▶ _PROBLEM DESCRIPTION_: Copy exactly the line that contains "This fixes an" plus all remaining lines of the data, and leave out every line before it.
◆ ◆ ◆
PR #553, opened 2023-09-17
Use l10n strings for mod encoder press actions

### LINKED ISSUE #532: Inconsistency in the display name for the stereo chorus effect on 7SEG units

On a 7SEG unit, when selecting the stereo chorus effect via the TYPE shortcut the display reads "S.CHo". However, when selecting stereo chorus by pressing the gold knob, it reads "StER". 

Stereo chorus should be labelled the same in both cases (doesn't matter which, as long as they are consistent)

_No response_

7SEG

nightly

deluge-v1_0_0-nightly+2023_09_09-799dc8b

_No response_

stellar-aria:
This fixes an oversight where I missed some hard-coded strings in the GlobalEffectable system which were used when the Mod Encoder (gold knobs) were pressed to change FX subtype.

Closes #532.

### DIFF
--- a/src/deluge/model/global_effectable/global_effectable.cpp
+++ b/src/deluge/model/global_effectable/global_effectable.cpp
@@ -17,6 +17,7 @@
 
 #include "model/global_effectable/global_effectable.h"
 #include "definitions_cxx.hpp"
◆ ◆ ◆
▶ _SOLUTION FOR THIS EXERCISE_:
This fixes an oversight where I missed some hard-coded strings in the GlobalEffectable system which were used when the Mod Encoder (gold knobs) were pressed to change FX subtype.

Closes #532.

### DIFF
--- a/src/deluge/model/global_effectable/global_effectable.cpp
+++ b/src/deluge/model/global_effectable/global_effectable.cpp
@@ -17,6 +17,7 @@
 
 #include "model/global_effectable/global_effectable.h"
 #include "definitions_cxx.hpp"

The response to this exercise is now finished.